Naar inhoud springen

Umm al-Jimāl

Uit Wikipedia, de vrije encyclopedie
Umm al-Jimāl
Werelderfgoed cultuur
Huis XVIII
Huis XVIII
Land Vlag van Jordanië Jordanië
Coördinaten 32° 20′ NB, 36° 22′ OL
UNESCO-regio Arabische Staten
Criteria iii
Inschrijvingsverloop
UNESCO-volgnr. 1721
Inschrijving 2024 (46e sessie)
Westelijke kerk
Westelijke kerk
Praetorium
Praetorium
Kaart
Umm al-Jimāl (Jordanië)
Umm al-Jimāl
UNESCO-werelderfgoedlijst

Umm al-Jimāl (Arabisch: ام الجمال, “Moeder van Kamelen”) is een dorp in het noorden van Jordanië 17 kilometer ten oosten van Mafrak. Het is vooral bekend vanwege de ruïnes van een Byzantijnse en vroeg-islamitische stad die duidelijk zichtbaar zijn boven de grond, evenals een ouder Romeins dorp (lokaal aangeduid als al-Herri) gelegen ten zuidwesten van de Byzantijnse ruïnes.

Umm al-Jimāl is een groot dorp in het noorden van Jordanië op minder dan 10 km van de Syrische grens. Het ligt in de Hauran, de noordelijke woestijnregio van het land die zich verderzet in Syrië. Ondanks deze dorheid is Umm al-Jimāl verrassend goed geschikt voor landbouw en de economie is grotendeels gebaseerd op landbouw en veeteelt. Midden in het moderne Umm al-Jimāl liggen de ruïnes van een oud dorp. De ruïnes dateren uit de Nabateeïsche tot Abbasidische periode. De aardbeving van circa 749 na Chr. richtte grote schade aan, maar de gemeenschap overleefde tot ver in de Abbasidische periode. In het begin van de twintigste eeuw werd het gebied herbevolkt door de Druzen en daarna door de bedoeïenenstam Msa'eid.

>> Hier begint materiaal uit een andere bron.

PR #414, opened 2024-08-09
chore: add `Makefile`

kyu08:
# Summary
I added `Makefile`.
This is useful for the person who is new to this repository like me because the commands commonly used tell us how to develop.

If some commands fall off from `Makefile` please let me know.

### DIFF
--- a/Makefile
+++ b/Makefile
@@ -1,0 +1,11 @@
+.PHONY: run
+run:
+		@go run .
+
+.PHONY: run-debug
+run-debug:
+		go run . --debug
+
+.PHONY: test
+test:
+		go test -v ./...


Makefile
```diff
@@ -0,0 +1,7 @@
+.PHONY: run
+run:
+		@go run .
```
kyu08, line 3: `@` makes the output invisible.

dlvhdr:
thanks @kyu08 , maybe also add a debug command that:
go run . --debug

Also, I have been exploring tools like https://github.com/silenceper/gowatch to quickly develop new features. I want to look at alternatives and it has some bugs

kyu08:
> thanks @kyu08 , maybe also add a debug command that:
> go run . --debug

I added it and combined commits into one.

> Also, I have been exploring tools like https://github.com/silenceper/gowatch to quickly develop new features. I want to look at alternatives and it has some bugs

I used to use [air](https://github.com/air-verse/air) for web dev. I tried to use it with gh-dash but it show nothing. Maybe handling output by cli tool using air may need some hacks.

dlvhdr (approved):

PR #420, opened 2024-08-15
Enable approving a PR without entering a comment

rmacklin:
# Summary

This is a follow-up to https://github.com/dlvhdr/gh-dash/pull/399 to address https://github.com/dlvhdr/gh-dash/pull/399#pullrequestreview-2239389841

That PR added support for approving PRs. However, the code was requiring that a comment be entered, or else the approval wouldn't occur. This seemed unintended because the implementation of the `approve` method had some code to explicitly handle the case where the comment was empty:
https://github.com/dlvhdr/gh-dash/blob/d9033f7855730e536f5a3ecfbd8cb8e9f4c9268b/ui/components/prsidebar/approve.go#L33-L35

It was likely just a copy-paste mistake - the code for leaving a regular comment was aborting if the comment was empty (or only whitespace), which makes sense (but doesn't apply for approvals).

I built this branch locally and ran it and used it to approve a PR without a comment:

image

### DIFF
--- a/ui/components/prsidebar/prsidebar.go
+++ b/ui/components/prsidebar/prsidebar.go
@@ -79,9 +79,11 @@ func (m Model) Update(msg tea.Msg) (Model, tea.Cmd) {
 			switch msg.Type {
 
 			case tea.KeyCtrlD:
+				comment := ""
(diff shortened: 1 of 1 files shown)


dlvhdr (approved):
thanks!

PR #483, opened 2024-11-12
docs: consistent formatting in builtin description

alcpereira:
# Summary

While working on the docs of some undocumented features/shortcuts, I noticed that the `?` command helper has some inconsistencies with two of the commands.

I updated the 2 commands descriptions that used capital letters to be all lower case like the other descriptions.

Tested it locally

## Images/Videos

image


dlvhdr (approved):
Thx!

Issue #504, opened 2025-01-10
Support multiple keys for bindings


gabriellanata:
**Is your feature request related to a problem? Please describe.**
I would like to assign multiple keys to an action, but it is currently only possible to assign a single key. Any additional keybindings replace the previous one.

For example, i want both tab and right arrow to go to the next section. However, this doesnt work and only the second key will work:

```
keybindings:
  universal:
    - key: right
      builtin: nextSection
    - key: tab
      builtin: nextSection
```

**Describe the solution you'd like**
I'd like support for multiple keys. The key binding descriptions already include multiple keys by showing them separated by "/". So i propose using the same syntax for adding multiple keys.

```
keybindings:
  universal:
    - key: right/tab
      builtin: nextSection
```

**Describe alternatives you've considered**
Al alternative is to make the original snippet work and having multiple keys be defined separately. This is a perfectly fine alternative.

gabriellanata:
Proposed solution is here: https://github.com/dlvhdr/gh-dash/pull/505

Omnikron13:
In YAML lists should be represented like this:

```
keybindings:
   universal:
    - key: [right, tab]
      builtin: nextSection
```

And then when the YAML is parsed you need to process either the single value or list accordingly.

gabriellanata:
Thanks for the feedback, I updated the PR

PR #505, opened 2025-01-10
Support multiple keys for key bindings

gabriellanata:
# Summary

Adds support for multiple keys for key bindings by allowing specifying a list or a string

Het dorp Umm al-Jimāl ontstond in de eerste eeuw na Christus als een landelijke buitenwijk van de oude Nabateese hoofdstad Bosra. Een aantal Griekse en Nabateese inscripties gevonden op de site dateren het dorp uit deze tijd. In de eerste eeuw werd de bevolking geschat op 2.000-3.000 mensen. Bij de stichting van Arabia Petraea in 106 na Christus namen de Romeinen het dorp over toen keizer Trajanus de omliggende gebieden inlijfde bij het rijk. In het dorp richtten de Romeinen een aantal gebouwen op, waaronder het Praetorium en het grote reservoir bij het castellum. Na de opstand van koningin Zenobia in 275 bouwden de Romeinen onder andere een fort (Tetrarchisch castellum) dat onderdak bood aan een militair garnizoen. Toen de Romeinse invloed in het gebied geleidelijk afnam, werd het gebied weer een plattelandsdorp. Tijdens de 5e en 6e eeuw floreerde Umm al-Jimāl als landbouw- en handelsstad waar de bevolking toenam tot naar schatting 4.000-6.000 mensen. Na de moslimveroveringen van de 7e eeuw nam de bevolking van het dorp echter af, ook al bleven er bouwprojecten en renovaties plaatsvinden. Rond 749 verwoestte een aardbeving een groot deel van het gebied en Umm al-Jimāl werd net als andere steden en dorpen verlaten. Het dorp bleef bijna elfhonderd jaar onbewoond tot de moderne gemeenschap zich in de twintigste eeuw ontwikkelde.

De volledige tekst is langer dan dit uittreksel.